L’aqueduc est un symbole, une voie de transition. C’est un élément architectural intermédiaire situé en préambule de l’Espace Autonome Instinien.

Ruine écho de la Piscine

Fondu de deux instantanés topographiques Delta en mosaïque partielle.

Cet ensemble fait référence au bâtiment à l’abandon de la piscine dans le parc Montcalm, un des derniers équipements à avoir été en fonction jusqu’au départ des armées.
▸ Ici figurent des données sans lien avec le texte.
PR #876, opened 2026-02-10
feat: Add channel-specific stats to ChannelHeader [Midtown !1074]

btucker:
## Summary
- Enhanced ChannelHeader to display channel-specific metadata (PR count, task counts)
- Added E2E tests for channel switching functionality
- Uses whole-word matching to filter tasks by channel name (with proper hyphen escaping)
- Leverages Svelte 5 $derived for reactive computations
- Extracted shared channel utilities to avoid code duplication

The core channel switching functionality (clicking channels, loading per-channel messages, updating the active channel) was already implemented in PR #875. This PR adds the missing piece: showing channel-specific stats in the header.

## Visual Changes

The channel header now displays channel-specific metadata badges:
- **PR badge** (blue): Shows active PR count for the channel
- **In Progress badge** (green): Shows in-progress task count
- **Pending badge** (purple): Shows pending task count

These badges update reactively when switching channels, filtering tasks by whole-word match on channel name. For example, switching to `#auth-refactor` shows only tasks/PRs whose titles contain "auth-refactor" as a complete word.

## Code Review Feedback Addressed

Addressed all 4 issues from @york's review:

1. ✅ **Screenshots**: Added visual changes description above (no before/after since header stats are a new feature, not a modification)
2. ✅ **Code duplication**: Extracted `matchesChannel` and task counting to `src/lib/channelUtils.js` shared by both ChannelHeader and ChannelList
3. ✅ **Regex escaping**: Fixed to include hyphen (`-`) in escape pattern for channel names like "pr-42" or "test-channel"
4. ✅ **README update**: Added line documenting channel header stats feature in Web UI section

## Test plan
- [x] Build succeeds
- [x] Pre-commit hooks pass
- [x] Unit tests pass (87 tests including new channelUtils tests)
- [ ] E2E tests pass (playwright test needs setup)
- [ ] Manual testing: channel header shows correct task/PR counts when switching channels

### DIFF
--- a/web-app/src/lib/channelUtils.js
+++ b/web-app/src/lib/channelUtils.js
@@ -2,13 +2,17 @@
 
 /**
  * Match channel name as a whole word in task text (avoids "auth" matching "authentication").
- * Escapes all special regex characters including hyphen to be safe for any regex context.
+ * Uses lookahead/lookbehind to ensure the channel name is not part of a hyphenated word.
+ * For example, "pr" won't match "pr-42", but "pr-42" will match "pr-42".
  */
 export function matchesChannel(text, channelName) {
   if (!text) return false
-  // Escape all special regex characters, including hyphen which could cause issues
-  // in character classes if this function is reused in a different regex context
-  const pattern = new RegExp(`\\b${channelName.replace(/[.*+?^${}()|[\]\\-]/g, '\\$&')}\\b`, 'i')
+  // Escape special regex characters (excluding hyphen since it's handled in the pattern)
+  const escaped = channelName.replace(/[.*+?^${}()|[\]\\]/g, '\\$&')
+  // Match only at boundaries that are NOT adjacent to word characters or hyphens
+  // (?<![\w-]) - negative lookbehind: not preceded by word char or hyphen
+  // (?![\w-]) - negative lookahead: not followed by word char or hyphen
+  const pattern = new RegExp(`(?<![\\w-])${escaped}(?![\\w-])`, 'i')
   return pattern.test(text)
 }
 
--- a/web-app/src/lib/channelUtils.test.js
+++ b/web-app/src/lib/channelUtils.test.js
@@ -141,3 +141,20 @@ describe('getChannelPrs', () => {
     expect(prs).toEqual([])
   })
 })
+
+describe('matchesChannel - hyphenated word boundaries', () => {
+  it('does not match partial hyphenated words', () => {
+    expect(matchesChannel('pr-42', 'pr')).toBe(false)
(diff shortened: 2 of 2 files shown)


btucker:
@york All 4 review issues have been addressed:

1. **Screenshots**: Updated PR description with detailed visual changes explanation (header stat badges for PR count, in-progress, and pending tasks)
2. **Code duplication**: Extracted `matchesChannel()`, `getChannelTaskCount()`, `getChannelCiStatus()`, and `getChannelPrs()` to shared `src/lib/channelUtils.js`
3. **Regex escaping**: Fixed to include hyphen in escape pattern (`[.*+?^${}()|[\]\\-]`), with test coverage for hyphenated channel names like "pr-42"
4. **README update**: Added line documenting channel header stats in Web UI section (line 452)

All unit tests pass (87 tests including 16 new channelUtils tests). Ready for re-review.

btucker:
<\!-- midtown: york -->

## Review Update

Thanks for addressing the 4 issues, madison\! However, I found a remaining bug in the regex matching logic:

### Issue: Word Boundary with Hyphens

The `matchesChannel()` function still incorrectly matches partial channel names when followed by hyphens. For example:

```javascript
matchesChannel("pr-42", "pr")  // Returns true, should be false
matchesChannel("auth-refactor", "auth")  // Returns true, should be false
```

**Root cause:** The `\b` word boundary matches between word characters (`\w`) and non-word characters (`\W`). Since hyphens are non-word characters, `\bpr\b` matches "pr" in "pr-42" because there's a word boundary between `r` and `-`.

### Fix

Replace the `\b` word boundaries with explicit lookahead/lookbehind assertions that only match at whitespace, start/end of string, or punctuation (excluding hyphens):

```javascript
export function matchesChannel(text, channelName) {
  if (\!text) return false
  const escaped = channelName.replace(/[.*+?^${}()|[\]\\]/g, '\\$&')
  // Match only at word boundaries that are NOT hyphens
  const pattern = new RegExp(`(?<\![\\w-])${escaped}(?\![\\w-])`, 'i')
  return pattern.test(text)
}
```

This ensures "pr" won't match "pr-42", but "pr-42" will match "pr-42".

### Missing Test Coverage

The test file should also add this case:

```javascript
it('does not match partial hyphenated words', () => {
  expect(matchesChannel('pr-42', 'pr')).toBe(false)
  expect(matchesChannel('auth-refactor', 'auth')).toBe(false)
})
```

Please update the regex logic and add the test case.

btucker:
Addressed york's review feedback - fixed regex to use lookahead/lookbehind instead of word boundaries to correctly handle hyphens. All unit tests pass, CI is green.

Ready to merge.

PR #885, opened 2026-02-10
feat: Make TUI input box expand height for text wrapping [Midtown !1088]

btucker:
## Summary
- TUI input box now dynamically expands to accommodate wrapped text (1-6 lines)
- Box grows as users type long messages and shrinks when text is deleted
- Added `calculate_input_bar_height()` to compute required height based on text wrapping
- Modified layout to use dynamic constraint instead of fixed 3-line height
- Paragraph widget now enables text wrapping with `Wrap { trim: false }`

## Test plan
- [x] All existing tests pass (167 tests)
- [x] Added 7 new tests covering edge cases (empty text, short text, long text, max lines, narrow terminal, zero width, newlines)
- [x] Code formatting verified

### DIFF
--- a/src/bin/midtown/cli/chat/ui.rs
+++ b/src/bin/midtown/cli/chat/ui.rs
@@ -1025,11 +1025,11 @@ fn calculate_input_bar_height(input_text: &str, area_width: u16) -> u16 {
         return BORDER_HEIGHT + MIN_CONTENT_LINES;
     }
 
-    // Count wrapped lines
+    // Count wrapped lines (wrap_content splits on '\n' then wraps each line)
     let line_count = if input_text.is_empty() {
         1
     } else {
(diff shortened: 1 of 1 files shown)


btucker:
Addressed both issues in 24d89e4:

1. **`wrap_line` → `wrap_content`**: `calculate_input_bar_height()` now uses `wrap_content()` which splits on `\n` before wrapping each line. The test assertion is tightened from a range check to `assert_eq!(height, 5)`.

2. **Removed `Paragraph::wrap()`**: `draw_input_bar()` now pre-wraps text with `wrap_content()` and passes the result to `Paragraph::new()` without `.wrap()`, consistent with all other Paragraph usages in the file.

btucker:
Closing this PR to start fresh with a simpler approach. Will open a new PR with cleaner implementation.

PR #915, opened 2026-02-10
fix: Prevent spawn/nudge loops for assigned tasks [Midtown !1108]

btucker:
## Summary
Fixes task !1108 - daemon repeatedly spawning/nudging coworkers for already-assigned tasks.

Resolved two related bugs causing spawn/nudge loops:

### Bug 1: SpawnCoworkerWithCallbacks missing in-flight marker cleanup
- `Effect::SpawnCoworkerWithCallbacks` didn't clear in-flight markers after spawn completion
- `NudgeCoworkerWithCallbacks` and `AssignAndSpawn` both extract task IDs from `RecordTaskAssignment` effects and clear markers after execution
- Added same pattern to `SpawnCoworkerWithCallbacks` for consistency
- Without this, markers stay set forever, blocking retries (though this didn't directly cause the observed loops)

### Bug 2: Case 2 grouped tasks re-assigned every tick
- Grouped tasks (same PR, blockedBy relationships) bypass the busy check to allow cross-tick grouping
- This allowed re-assigning the SAME task to the SAME coworker repeatedly every ~5 seconds
- Added `is_coworker_assigned_to_task()` check before assignment/nudge to prevent duplicate assignments
- This was the root cause of the spawn/nudge loops in production

## Test plan
- [x] Added `test_spawn_coworker_with_callbacks_clears_in_flight_marker` - documents expected in-flight marker cleanup
- [x] Added `test_grouped_task_skips_if_already_assigned` - regression test for nudge loop
- [x] All 1114 unit tests pass
- [x] Clippy clean (no warnings with `-D warnings`)
- [x] Captured snapshots from production loops included as fixtures:
  - `snapshot-spawn-loop-york-1107-20260210-205810.json` (nudge loop, Case 2 grouped)
  - `snapshot-spawn-loop-york-1110-20260210-210413.json` (spawn loop, idle coworker pattern)

## Technical Details

**In-flight marker flow:**
1. `evaluate_tick()` → `Vec<Effect>`
2. `mark_in_flight_spawns_from_effects()` → marks tasks as in-flight
3. `execute_effects()` → runs effects, should clear markers
4. Next tick: `is_task_spawn_in_flight()` should return false for completed spawns

**Case 2 grouped task logic:**
- Tasks referencing the same PR or blockedBy relationships get grouped to the same coworker
- Busy check is bypassed for grouped tasks to allow cross-tick grouping (coworker working on PR #100 can receive related task #101 even if busy)
- New check: skip if coworker is already assigned to THIS SPECIFIC TASK (not just busy with any task)

### DIFF
--- a/src/daemon/dispatch.rs
+++ b/src/daemon/dispatch.rs
@@ -859,6 +859,18 @@ pub(super) fn spawn_for_pending_tasks(
             continue;
         }
 
+        // Skip if this owner is already assigned to THIS SPECIFIC TASK.
+        // Prevents nudge loops where the same pending-with-owner task gets
+        // re-nudged every time the 300s cooldown expires. Once a task is assigned,
+        // it stays assigned until the coworker completes it or shuts down.
+        if state.is_coworker_assigned_to_task(owner, task_id) {
+            debug!(
+                "Task !{}: skipping {} (already assigned to this task)",
+                task_id, owner
+            );
+            continue;
+        }
+
         // Check nudge cooldown for this task
         let task_key = format!("pending-{}", task_id);
         let on_nudge_cooldown = {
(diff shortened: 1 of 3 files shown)


btucker:
Addressed all three issues in 6cbfab2:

L’inscription « Carlson was here……… X » est un premier graffiti qui fait référence à la marque apposée sur l’uniforme dans la nouvelle L’exécution du général de Patrick Chatelier ainsi qu’à la transcription du G dans le grand alphabet de la Cabale combiné avec l’enseigne Carlson Wagon Lit Travel dans le quartier du Polygone.


Tableau des Brouillards

D’après la planche n° XXIV de Topographie médicale de la ville de Montpellier par Jean-Baptiste Arnaud Murat, Chez Renaud, Libraire à la Grand-Rue - 1810. Nuancier en camaïeu de 12 bandes comprenant pour chacune 10 variations de luminosité d’un détail photographique et 5 détails de reproduction des chiffres ou signes de la planche n° XXIV. « En immersion dans le quartier des Barques, nous cherchons des traces de la communauté rom présente dans les années soixante. Rien ou si peu en laisse paraître ; tout au plus quelques détails et proportions de maisons individuelles recluses dans le renouveau de ce quartier aux abords d’Antigone. A partir de quelques photos de détails, d’éléments urbains, je dresse un parallèle avec l’aspect insaisissable du "répertoire des brouillards" : dissimulation progressive, comme par vagues, de la preuve, de la trace, de la vue : disparition totale, recouverte, quantifiée. »

Souterrains

On pourrait considérer le souterrain comme le prototype de l’amonument instinien : sur une carte GI, ils sont partout, immanents. Ils rappellent la catégorie des Vides cités ci-dessus. Leur existence ignorée des promeneurs en surface, les vies parallèles qu’ils accueillent, en font une métaphore facile du GI (qui serait alors un inconscient non pas collectif, mais général). Nous en avons marqué un, pour signaler cette présence diffuse, construit à partir d’éléments des sous-sols de La Panacée : images de tuyaux, lumières de chaudière… et silences imparfaits des profondeurs.

Extrémité est, jouxtant le Cinéma.

Extrémité ouest, jouxtant les Transmissions.